Task statement
Print the data once more, exactly as supplied.

Listed entries
PR #3885, opened 2015-09-06
[ticket/14129] Cache custom extensions autoloaders

rxu:
<a href="https://tracker.phpbb.com/browse/PHPBB3-14129">PHPBB3-14129</a>.

### DIFF
--- a/phpBB/includes/functions.php
+++ b/phpBB/includes/functions.php
@@ -27,26 +27,51 @@ if (!defined('IN_PHPBB'))
 */
 function phpbb_load_extensions_autoloaders($phpbb_root_path)
 {
-	$iterator = new \RecursiveIteratorIterator(
-		new \phpbb\recursive_dot_prefix_filter_iterator(
-			new \RecursiveDirectoryIterator(
-				$phpbb_root_path . 'ext/',
-				\FilesystemIterator::SKIP_DOTS | \FilesystemIterator::FOLLOW_SYMLINKS
-			)
-		),
-		\RecursiveIteratorIterator::SELF_FIRST
-	);
-	$iterator->setMaxDepth(2);
+	global $phpbb_config_php_file;
 
-	foreach ($iterator as $file_info)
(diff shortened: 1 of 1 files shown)


rxu:
!set WIP

rxu:
!unset WIP

Elsensee:
Is this really necessary? Does this really increase the performance if many extensions are installed?

rxu:
Yes, it is. Without caching, it takes about 10% of page generation time as per my measurements.

Nicofuma:
I don't like hacking the cache like that.... instead I think I'd prefer to write a cache/<env>/autoload.php file which will load all these autoloaders:

```
<?php

require '<root>/ext/my/ext1/vendor/autoload.php'
....
```

This file will be written (and then loaded) here instead of loading the individual files https://github.com/phpbb/phpbb/blob/master/phpBB/phpbb/di/container_builder.php#L380-L385 and also loaded here https://github.com/phpbb/phpbb/blob/master/phpBB/phpbb/di/container_builder.php#L132 if `$this->use_extensions` is `true`. I think I'd prefer something like that.

rxu:
Anyway, I guess this PR should be closed as it's made against 3.1.x.

Nicofuma:
didn't notice that :p

for 3.1... I don't know. @nickvergessen what do you think? And for 3.2, you know what I think ^^

rxu:
!set WIP

marc1706:
Performance "hack"/improvement == new feature --> 3.2

rxu:
I have <a href="https://gist.github.com/rxu/af652c7ffbb79c05e9dc">another approach</a> for this, probably hackish again (for 3.1 only though, as in 3.2 the relevant code has been changed fully).

marc1706:
@nickvergessen your call I guess

Nicofuma:
replaced by https://github.com/phpbb/phpbb/pull/4142

rxu:
Actually #4142 doesn't replace this PR as the current one was for 3.1 :wink:

PR #3888, opened 2015-09-06
[ticket/14146] Add viewtopic_body_post_subject_before event

Senky:
[PHPBB3-14146](https://tracker.phpbb.com/browse/PHPBB3-14146)


Nicofuma:
please add this event to subsilver2 too

Senky:
I think it's not needed there. In subsilver2, `viewtopic_body_postrow_post_details_before` event takes it's place.

Nicofuma:
I think it's preferable to mirror them. This way an ext author can use the same event (and why not the same code) for bot subsilver and prosilver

Worked solution
PR #3885, opened 2015-09-06
[ticket/14129] Cache custom extensions autoloaders

rxu:
<a href="https://tracker.phpbb.com/browse/PHPBB3-14129">PHPBB3-14129</a>.

### DIFF
--- a/phpBB/includes/functions.php
+++ b/phpBB/includes/functions.php
@@ -27,26 +27,51 @@ if (!defined('IN_PHPBB'))
 */
 function phpbb_load_extensions_autoloaders($phpbb_root_path)
 {
-	$iterator = new \RecursiveIteratorIterator(
-		new \phpbb\recursive_dot_prefix_filter_iterator(
-			new \RecursiveDirectoryIterator(
-				$phpbb_root_path . 'ext/',
-				\FilesystemIterator::SKIP_DOTS | \FilesystemIterator::FOLLOW_SYMLINKS
-			)
-		),
-		\RecursiveIteratorIterator::SELF_FIRST
-	);
-	$iterator->setMaxDepth(2);
+	global $phpbb_config_php_file;
 
-	foreach ($iterator as $file_info)
(diff shortened: 1 of 1 files shown)


rxu:
!set WIP

rxu:
!unset WIP

Elsensee:
Is this really necessary? Does this really increase the performance if many extensions are installed?

rxu:
Yes, it is. Without caching, it takes about 10% of page generation time as per my measurements.

Nicofuma:
I don't like hacking the cache like that.... instead I think I'd prefer to write a cache/<env>/autoload.php file which will load all these autoloaders:

```
<?php

require '<root>/ext/my/ext1/vendor/autoload.php'
....
```

This file will be written (and then loaded) here instead of loading the individual files https://github.com/phpbb/phpbb/blob/master/phpBB/phpbb/di/container_builder.php#L380-L385 and also loaded here https://github.com/phpbb/phpbb/blob/master/phpBB/phpbb/di/container_builder.php#L132 if `$this->use_extensions` is `true`. I think I'd prefer something like that.

rxu:
Anyway, I guess this PR should be closed as it's made against 3.1.x.

Nicofuma:
didn't notice that :p

for 3.1... I don't know. @nickvergessen what do you think? And for 3.2, you know what I think ^^

rxu:
!set WIP

marc1706:
Performance "hack"/improvement == new feature --> 3.2

rxu:
I have <a href="https://gist.github.com/rxu/af652c7ffbb79c05e9dc">another approach</a> for this, probably hackish again (for 3.1 only though, as in 3.2 the relevant code has been changed fully).

marc1706:
@nickvergessen your call I guess

Nicofuma:
replaced by https://github.com/phpbb/phpbb/pull/4142

rxu:
Actually #4142 doesn't replace this PR as the current one was for 3.1 :wink:

PR #3888, opened 2015-09-06
[ticket/14146] Add viewtopic_body_post_subject_before event

Senky:
[PHPBB3-14146](https://tracker.phpbb.com/browse/PHPBB3-14146)


Nicofuma:
please add this event to subsilver2 too

Senky:
I think it's not needed there. In subsilver2, `viewtopic_body_postrow_post_details_before` event takes it's place.

Nicofuma:
I think it's preferable to mirror them. This way an ext author can use the same event (and why not the same code) for bot subsilver and prosilver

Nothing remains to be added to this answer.